Christine Fair, Associate Professor at Georgetown University’s Security Studies Programme and an expert on South Asia's political and military strategy, notes this change in a recent column for Times of India.
She writes, "When I first visited the Valley in 1991, I never saw a woman in a black burqa with niqab. Instead women wore a scarf tied behind their necks. Now the black burqa, niqab and even socks and gloves are ubiquitous even beyond the cities and towns."

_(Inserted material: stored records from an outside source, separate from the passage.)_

PR #11, opened 2021-05-13
Add HTTP Application Routing

mjura:
Add new option to addon profile HTTPApplicationRouting which
configures an Ingress controller in AKS cluster.

Issue: https://github.com/rancher/rancher/issues/32674

### DIFF
--- a/controller/aks-cluster-config-handler.go
+++ b/controller/aks-cluster-config-handler.go
@@ -581,6 +581,12 @@ func BuildUpstreamClusterState(ctx context.Context, secretsCache wranglerv1.Secr
 		upstreamSpec.LinuxSSHPublicKey = sshKeys[0].KeyData
 	}
 
+	// set addons profile
+	addonProfile := clusterState.AddonProfiles
+	if addonProfile != nil && addonProfile["httpApplicationRouting"] != nil {
+		upstreamSpec.HTTPApplicationRouting = addonProfile["httpApplicationRouting"].Enabled
+	}
+
 	// set API server access profile
 	upstreamSpec.PrivateCluster = to.BoolPtr(false)
 	if clusterState.APIServerAccessProfile != nil {
@@ -597,7 +603,8 @@ func BuildUpstreamClusterState(ctx context.Context, secretsCache wranglerv1.Secr
 
 // updateUpstreamClusterState compares the upstream spec with the config spec, then updates the upstream AKS cluster to
 // match the config spec. Function returns after a update is finished.
-func (h *Handler) updateUpstreamClusterState(ctx context.Context, secretsCache wranglerv1.SecretCache, config *aksv1.AKSClusterConfig, upstreamSpec *aksv1.AKSClusterConfigSpec) (*aksv1.AKSClusterConfig, error) {
+func (h *Handler) updateUpstreamClusterState(ctx context.Context, secretsCache wranglerv1.SecretCache,
+	config *aksv1.AKSClusterConfig, upstreamSpec *aksv1.AKSClusterConfigSpec) (*aksv1.AKSClusterConfig, error) {
 	credentials, err := aks.GetSecrets(secretsCache, &config.Spec)
 	if err != nil {
 		return config, err
@@ -697,6 +704,14 @@ func (h *Handler) updateUpstreamClusterState(ctx context.Context, secretsCache w
 		}
 	}
 
+	// check addon HTTP Application Routing
+	if config.Spec.HTTPApplicationRouting != nil {
+		if to.Bool(config.Spec.HTTPApplicationRouting) != to.Bool(upstreamSpec.HTTPApplicationRouting) {
+			logrus.Infof("Updating HTTP application routing for cluster [%s]", config.Spec.ClusterName)
+			updateAksCluster = true
+		}
+	}
+
 	if updateAksCluster {
 		resourceGroupsClient, err := aks.NewResourceGroupClient(credentials)
 		if err != nil {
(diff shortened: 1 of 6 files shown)


internal/aks/create.go
```diff
@@ -128,6 +130,15 @@ func CreateOrUpdateCluster(ctx context.Context, cred *Credentials, clusterClient
 		}
 	}
 
+	addonProfiles := map[string]*containerservice.ManagedClusterAddonProfile{
+		"httpApplicationRouting": {
+			Enabled: spec.HTTPApplicationRouting,
+		},
+	}
+	if !hasHTTPApplicationRoutingSupport(spec) {
+		delete(addonProfiles, "httpApplicationRouting")
```
cmurphy, line 139: Why delete after it's added? Why not
```suggestion
	if hasHTTPApplicationRoutingSupport(spec) {
		addonProfiles := map[string]*containerservice.ManagedClusterAddonProfile{
			"httpApplicationRouting": {
				Enabled: spec.HTTPApplicationRouting,
			},
		}
```

internal/aks/create.go
```diff
@@ -128,6 +130,15 @@ func CreateOrUpdateCluster(ctx context.Context, cred *Credentials, clusterClient
 		}
 	}
 
+	addonProfiles := map[string]*containerservice.ManagedClusterAddonProfile{
+		"httpApplicationRouting": {
+			Enabled: spec.HTTPApplicationRouting,
+		},
+	}
+	if !hasHTTPApplicationRoutingSupport(spec) {
```
cmurphy, line 138: some kind of log message might be nice since this field is just being ignored

cmurphy (changes requested):

internal/aks/create.go
mjura: good point

internal/aks/create.go
mjura: As I see this is also for China Azure cloud, probably this should be general information about potential limitation for China aks deployments.

cmurphy (dismissed):

rmweir (dismissed):
LGTM

cmurphy (approved):

rmweir (approved):

controller/aks-cluster-config-handler.go
```diff
@@ -593,6 +593,12 @@ func BuildUpstreamClusterState(ctx context.Context, secretsCache wranglerv1.Secr
 		upstreamSpec.WindowsAdminPassword = windowsProfile.AdminPassword
 	}
 
+	// set addons profile
+	addonProfile := clusterState.AddonProfiles
+	if addonProfile != nil {
```
thedadams, line 598:
```suggestion
	if addonProfile["httpApplicationRouting"] != nil {
```

thedadams (changes requested):

controller/aks-cluster-config-handler.go
mjura: Added this suggestion

controller/aks-cluster-config-handler.go
```diff
@@ -593,6 +593,12 @@ func BuildUpstreamClusterState(ctx context.Context, secretsCache wranglerv1.Secr
 		upstreamSpec.WindowsAdminPassword = windowsProfile.AdminPassword
 	}
 
+	// set addons profile
+	addonProfile := clusterState.AddonProfiles
```
rmweir, line 597: Would this ever be nil?

cmurphy (approved):

internal/aks/create.go
```diff
@@ -151,7 +163,7 @@ func CreateOrUpdateCluster(ctx context.Context, cred *Credentials, clusterClient
 			AuthorizedIPRanges: spec.AuthorizedIPRanges,
 		}
 	}
-	if spec.PrivateCluster != nil && *spec.PrivateCluster {
+	if to.Bool(spec.PrivateCluster) {
```
rmweir, line 166: If PrivateCluster is nil, will this cause it to be overwritten with false in upstream if it is true?

rmweir (changes requested):

internal/aks/create.go
thedadams: Good catch!

controller/aks-cluster-config-handler.go
mjura: I have added additional check to verify, when it might be `nil`

internal/aks/create.go
mjura: Yeap, that's right

cmurphy (approved):

controller/aks-cluster-config-handler.go
thedadams: It's fine to have it, but you don't need it: reading from a `nil` map is valid in Go.

thedadams (dismissed):

internal/aks/create.go
rmweir: Is there any logic for disabling this if privateCluster is set to false in the spec but it is currently enabled upstream?

mjura: yes, it is

mjura: this is simple change which is simplifying this `if` condition, but `spec.PrivateCluster != nil && *spec.PrivateCluster` is  equivalent of `to.Bool(spec.PrivateCluster)`

rmweir: But what if spec.PrivateCluster != niil && !*spec.PrivateCluster? How would upstream PrivateCluster be disabled?

rmweir (changes requested):
If not setting PrivateCluster causes it to disable in upstream, LGTM.

internal/aks/create.go
mjura: After enabling `PrivateCluster` it is not possible to switch it off, this is limitation of Azure API. We don't have to worry about it.

thedadams (approved):

cmurphy (approved):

This shift from the syncretism of Sufi Islam to a hardline Wahhabi fundamentalism has been accompanied by a simultaneous transformation from the demand for Kashmir's nationalism to fighting for Islam. The struggle for azaadi from India and setting up of an independent, sovereign state has now been usurped by the battle for the establishment of a Caliphate. We see the manifestation of this shift in black Islamic State flags or the proliferation of Wahhabi preachers in the Valley who are nudging the youth towards Shariah laws.
Burhan Wani's successor Zakir Rashid Bhat alias Zakir Musa, now the chief of Hizbul Mujahideen, is calling for terrorists to become soldiers of Islam, not for the creation of a separate nation-state. The language of unrest has changed.
"I want to tell my stone-pelting brothers that they should check their motives as to why they are fighting when they pick up stones (against Indian forces). I want to tell these brothers that they should not fall for nationalism... Nationalism and democracy are not permissible in Islam," a report in Hindustan Times quoted Musa as saying.
This shifting of goalpost gives Kashmir's youth — many of whom were born into violence and are the children of unrest — a common cause against a "Hindu" India. It also hitches a local struggle to the larger clash between political Islam and modernism — giving it direction, purpose and resilience.
Any politician in India even remotely willing to tackle the Kashmir muddle must acknowledge this ground reality.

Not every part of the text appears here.